Resveratrol attenuates inflammation and oxidative stress induced by myocardial ischemia-reperfusion injury: role of Nrf2/ARE pathway

Abstract

The protective role of resveratrol in myocardial ischemia/reperfusion is not well understood. The aim of this study was to investigate whether resveratrol modulates inflammation and oxidative stress and the possible role of nuclear factor erythroid 2-related factor 2 (Nrf2)/antioxidant response element (ARE) pathway in an ischemia/reperfusion injured rat heart model. Rats were randomly exposed to sham operation, myocardial ischemia/reperfusion (MI/R) alone, and MI/R + resveratrol. The results demonstrated that compared to MI/R, resveratrol improved cardiac function, reduced myocardial infarction area, myocardial myeloperoxidase (MPO) levels, serum creatinine kinase (CK) and lactate dehydrogenase (LDH) levels. Resveratrol also markedly enhanced the activities of antioxidant enzymes superoxide dismutase (SOD) and glutathione peroxidase (GSH-PX), and reduced the level of malondialdehyde (MDA) in MI/R rats. Resveratrol also enhanced levels of Nrf2 and heme oxygenase-1. In summary, these results demonstrated that resveratrol exerted significant antioxidant and cardioprotective effects following myocardial ischemia, possibly through the activation of the Nrf2/ARE signaling pathway.
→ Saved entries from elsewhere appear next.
PR #1247, opened 2020-02-27
XWIKI-16345: Use .xform style standard for the edit panels

Haxsen:
Fixes XWIKI-16345.
Link: https://jira.xwiki.org/browse/XWIKI-16345

Before:
Picture 2020-02-25 23_09_37

After:
Picture 2020-02-25 23_09_55

### DIFF
--- a/xwiki-platform-core/xwiki-platform-flamingo/xwiki-platform-flamingo-skin/xwiki-platform-flamingo-skin-resources/src/main/resources/flamingo/edit.vm
+++ b/xwiki-platform-core/xwiki-platform-flamingo/xwiki-platform-flamingo-skin/xwiki-platform-flamingo-skin-resources/src/main/resources/flamingo/edit.vm
@@ -139,7 +139,7 @@
   #end
   #template("header.vm")
   #if($editor == 'wiki' || $editor == 'wysiwyg')
-    <form id="edit" method="post" action="$doc.getURL('preview')" class="withLock xform">
+    <form id="edit" method="post" action="$doc.getURL('preview')" class="withLock form xform">
     <div class="hidden">
     ## CSRF prevention
     <input type="hidden" name="form_token" value="$!{services.csrf.getToken()}" />
--- a/xwiki-platform-core/xwiki-platform-flamingo/xwiki-platform-flamingo-skin/xwiki-platform-flamingo-skin-resources/src/main/resources/flamingo/edit.vm
+++ b/xwiki-platform-core/xwiki-platform-flamingo/xwiki-platform-flamingo-skin/xwiki-platform-flamingo-skin-resources/src/main/resources/flamingo/edit.vm
@@ -139,7 +139,7 @@
   #end
   #template("header.vm")
   #if($editor == 'wiki' || $editor == 'wysiwyg')
-    <form id="edit" method="post" action="$doc.getURL('preview')" class="withLock form xform">
+    <form id="edit" method="post" action="$doc.getURL('preview')" class="withLock xform">
     <div class="hidden">
     ## CSRF prevention
     <input type="hidden" name="form_token" value="$!{services.csrf.getToken()}" />
--- a/xwiki-platform-core/xwiki-platform-flamingo/xwiki-platform-flamingo-skin/xwiki-platform-flamingo-skin-resources/src/main/resources/flamingo/edit.vm
+++ b/xwiki-platform-core/xwiki-platform-flamingo/xwiki-platform-flamingo-skin/xwiki-platform-flamingo-skin-resources/src/main/resources/flamingo/edit.vm
@@ -139,7 +139,7 @@
   #end
   #template("header.vm")
   #if($editor == 'wiki' || $editor == 'wysiwyg')
-    <form id="edit" method="post" action="$doc.getURL('preview')" class="withLock form">
+    <form id="edit" method="post" action="$doc.getURL('preview')" class="withLock xform">
     <div class="hidden">
     ## CSRF prevention
     <input type="hidden" name="form_token" value="$!{services.csrf.getToken()}" />


9inpachi:
You mentioned earlier that adding the `xform` class changed some things in other elements.
Can you share screenshots of that?

Haxsen:
Yes here:
Picture 2020-02-27 23_45_01
(Title is no more Bold)

9inpachi:
I am not sure why adding the `xform` class causes this but this is the right solution.
Let's have some experienced XWikier take a look at this as well.

And, thanks for the PR. :)

xwiki-platform-core/xwiki-platform-flamingo/xwiki-platform-flamingo-skin/xwiki-platform-flamingo-skin-resources/src/main/resources/flamingo/edit.vm
```diff
@@ -139,7 +139,7 @@
   #end
   #template("header.vm")
   #if($editor == 'wiki' || $editor == 'wysiwyg')
-    <form id="edit" method="post" action="$doc.getURL('preview')" class="withLock form">
+    <form id="edit" method="post" action="$doc.getURL('preview')" class="withLock xform">
```
mflorea: You didn't just added the ``xform`` class, you also **removed** the ``form`` class. We may loose styles as a consequence. Did you check if there were styles associated with the ``form`` class? You can also break any JavaScript code that looks for the ``form`` class. Did you check if there is any such JavaScript code?

Haxsen: I just checked in lock.js :
// The page is automatically unlocked when the form is submitted.
    var markUnlocked = this.setLocked.bind(this, false);
    $$('form.withLock').each(function(form) {
      form.observe('submit', markUnlocked);
    });
I am not sure if this requires 'form' coming after withLock.
So just in case I added xform after 'form'. It also worked as intended.
Thanks for letting me know my mistake.

mflorea: ``form.withLock`` is indeed a CSS selector, but ``form`` is not a class name but the tag name. So this JavaScript code is not a good reason to keep the ``form`` class name.

mflorea: So to be clear: I'm not saying you should keep the ``form`` class name. I'm just saying that if you remove it you should check if there are CSS styles that we may loose or if there is some JavaScript code that you may break.

Haxsen: Ok got it! A little question: If it breaks, I will get an error or the styling would be messed up right?

Haxsen:
@mflorea Can this PR be approved by you?

xwiki-platform-core/xwiki-platform-flamingo/xwiki-platform-flamingo-skin/xwiki-platform-flamingo-skin-resources/src/main/resources/flamingo/edit.vm
```diff
@@ -139,7 +139,7 @@
   #end
   #template("header.vm")
   #if($editor == 'wiki' || $editor == 'wysiwyg')
-    <form id="edit" method="post" action="$doc.getURL('preview')" class="withLock form">
+    <form id="edit" method="post" action="$doc.getURL('preview')" class="withLock form xform">
```
mflorea: I'd like to know why we need to keep the ``form`` class. Would be good if you can check:
* if there are CSS styles associated with it
* if there is JavaScript code that uses this CSS class

If not then we should remove it. It feels wrong to have both ``form`` and ``xform`` but we need to understand what we loose / break if we remove the ``form`` CSS class.

ClemensRobbenhaar: I looked through the git history of this file, and the `form` CSS class is present from the beginning in the `edit.vm`, but it has not been present in the `xwiki-platform-core/xwiki-platform-web/src/main/webapp/templates/edit.vm` where this template originally came from.

One can do a `find . -name '*.css' | xargs fgrep '.form'` to find if this CSS class is used in any CSS file (from within a running XWiki webapp; the source tree also has `*.less` files from which the CSS files are generated. I guess `.css.vm` files are no longer around.)
I am not sure that the same approach works for JavaScript files, however. There are different ways to get at an element which has a CSS class `form`, and just grepping for `form` will create too many hits.
Maybe the WYSIWYG editor stops working, or the Wiki editor, if this class is omitted? If it is not, I feel the CSS class is unused.

The initial commit introducing the `form` CSS class is [dcd85167489885e2017e4c56f6a4768924542927](https://github.com/xwiki/xwiki-platform/commit/dcd85167489885e2017e4c56f6a4768924542927) and has been done by @vmassol but the commit is way too large for me to see why this CSS class might have been introduced.

Haxsen: @ClemensRobbenhaar Big thanks for this!

Haxsen: Yes, the WYSIWYG and Wiki editors are working fine. I believe `form` class is not being used, a hint I took from `editclass` and `editobject` .vm files which have `withLock xform` instead of `withLock form`.
I tested `withLock xform` and `withLock form xform` , they have no difference and both work fine.

mflorea: @Haxsen OK, then remove the ``form`` CSS class.

Haxsen: Done.

Haxsen:
Thanks for the merge!!

mflorea:
Thank you for your contribution and for your patience.

PR #1253, opened 2020-03-03
 XWIKI-15490: Children macro not working for a document with a double quote in its name

manuelleduc:
Escaping parameters is now realized with a proper escape script service.


xwiki-platform-core/xwiki-platform-index/xwiki-platform-index-tree/xwiki-platform-index-tree-macro/src/main/resources/XWiki/ChildrenMacro.xml
```diff
@@ -158,7 +158,7 @@
     </class>
     <property>
       <code>{{velocity}}
-{{documentTree root="document:$doc.documentReference" /}}
+{{documentTree root="document:$services.rendering.escape($doc.documentReference, $doc.syntax.toIdString())" /}}
```
vmassol: From a pure tech POV this is still using the toString() method and not the serializer ;)

vmassol: `$services.rendering.serialize($doc.documentReference)`

vmassol: So: `$services.rendering.escape($services.rendering.serialize($doc.documentReference), $doc.syntax.toIdString())`

vmassol:
Conflict

xwiki-platform-core/xwiki-platform-index/xwiki-platform-index-tree/xwiki-platform-index-tree-macro/src/main/resources/XWiki/ChildrenMacro.xml
tmortagne: > $doc.syntax.toIdString()

No, the method takes a Syntax so $doc.syntax (but I still feel it's a good occasion to add a simpler to use `escape(String)`).

ClemensRobbenhaar: Is `$doc.syntax` the right thing to do here? What if the document is e.g. in markdown syntax?
We still need to escape in `xwiki/2.1` syntax here, as the macro is rendered in that syntax. I guess it should be `$wikimacro.doc.syntax` or `$xcontext.macro.doc.syntax` here instead.

vmassol: > No, the method takes a Syntax so $doc.syntax (but I still feel it's a good occasion to add a simpler to use escape(String)).

Indeed. @manuelleduc does it mean you didn't test it? :)

ClemensRobbenhaar: > > No, the method takes a Syntax so $doc.syntax (but I still feel it's a good occasion to add a simpler to use escape(String)).
> 
> Indeed. @manuelleduc does it mean you didn't test it? :)

I think because the `Syntax` class has a static `valueOf(String val)` method, velocity automatically uses this method to transform the String into a Syntax object to match the signature of the method called.

vmassol: > I think because the Syntax class has a static valueOf(String val) method, velocity automatically uses this method to transform the String into a Syntax object to match the signature of the method called.

That would be clever :) Maybe the new Velocity 2.x does this. I don't remember that it was doing that in the past but maybe I just didn't notice.

tmortagne: > Maybe the new Velocity 2.x does this.

No we have automatic parameters conversion since a very long time in Velocity and it's done by us.

> I think because the Syntax class has a static valueOf(String val) method

No it's because we have SyntaxConverter.

tmortagne: > Is $doc.syntax the right thing to do here? What if the document is e.g. in markdown syntax?

Yes `$doc` is wrong since it's the syntax of the document which is using the macro and not the macro syntax. Did not noticed this was a wiki macro.

vmassol: > No it's because we have SyntaxConverter.

ah, I thought we were only converting from String -> Syntax but I guess we also do it on the other way around (Syntax -> String).

tmortagne: Converters convert objects, not just from/to String.

manuelleduc:
```velocity
{{documentTree root="document:$services.model.serialize($doc.documentReference)" /}}
```

I have tested the macro above with markdown and xwiki pages and it seems to be fixing the issue in a more concise way.

WDYT?

vmassol: So it means the serializer will perform escaping for quotes? That seems weird to me.

tmortagne: I don't understand, this does not change anything in practice since current DocumentReference#toString() implementation is the same things as serialize. The point of the escaping was to make sure to support document reference containing things that could break the macro like `"`, serialize() does not do that.

manuelleduc: Indeed, but according to my tests it does fix the problem in practice. I'll dig deeper and let you know when I understand what's going on precisely.

vmassol:
Thanks @manuelleduc!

Keywords: HO-1; MDA; Nrf-2; Resveratrol; SOD; myocardial ischemia/reperfusion injury.

Figures

Figure 1

Effect of resveratrol on cardiac function. A. The effect of resveratrol on LVEDP. B. The effect of resveratrol on LVEF. C. The effect of resveratrol on +dp/dx max. D. The effect of resveratrol on -dp/dx max. LVEF, left ventricle ejection fraction; LVEDP, left ventricle end-diastolic pressure. Data were expressed as mean ± SD (n = 10 in each group). *P < 0.05 versus the sham group, #P < 0.05 versus MI/R group.

Figure 2

Effect of resveratrol on the myocardial infarction area induced by MI/R. Data were expressed as mean ± SD (n = 10 in each group). *P < 0.05 versus the sham group, #P < 0.05 versus MI/R group.

Figure 3

The comparison of CK activity in each group. The CK activity in the sham group was relatively lower, while the CK activity in MI/R group was significantly increased, which was inhibited by resveratrol. Data were expressed as mean ± SD (n = 10 in each group). *P < 0.05 versus the sham group, #P < 0.05 versus MI/R group.

Figure 4

The comparison of LDH activity in each group. The LDH activity in the sham group was relatively lower, while the LDH activity in MI/R group was significantly increased, which was inhibited by resveratrol. Data were expressed as mean ± SD (n = 10 in each group). *P < 0.05 versus the sham group, #P < 0.05 versus MI/R group.

Figure 5

The comparison of MPO activity in each group. The MPO activity in the sham group was relatively lower, while the MPO activity in MI/R group was significantly increased, which was blocked by resveratrol. Data were expressed as mean ± SD (n = 10 in each group). *P < 0.05 versus the sham group, #P < 0.05 versus MI/R group.

Figure 6

Resveratrol ameliorates oxidative stress after myocardial ischemia/reperfusion injury. Resveratrol significantly decreased (A) the content of malondialdehyde (MDA) and (B) enhanced superoxide dismutase (SOD); and (C) glutathione peroxidase (GSH-PX) activities in ischemia reperfusion rats’ heart. Data were expressed as mean ± SD (n = 10 in each group). *P < 0.05 versus the sham group, #P < 0.05 versus MI/R group.

Figure 7

Western blot analysis for Nrf2 and HO-1 expression. A, B. Representative photographs of the Western blot show Nrf2 and HO-1 protein levels in sham, MI/R and MI/R + Res respectively. C, D. The graphs show that Nrf2 and HO-1, and protein levels were increased after MI/R and more significantly induced by treatment with resveratrol. Data were expressed as mean ± SD (n = 10 in each group). *P < 0.05 versus the sham group, #P < 0.05 versus MI/R group.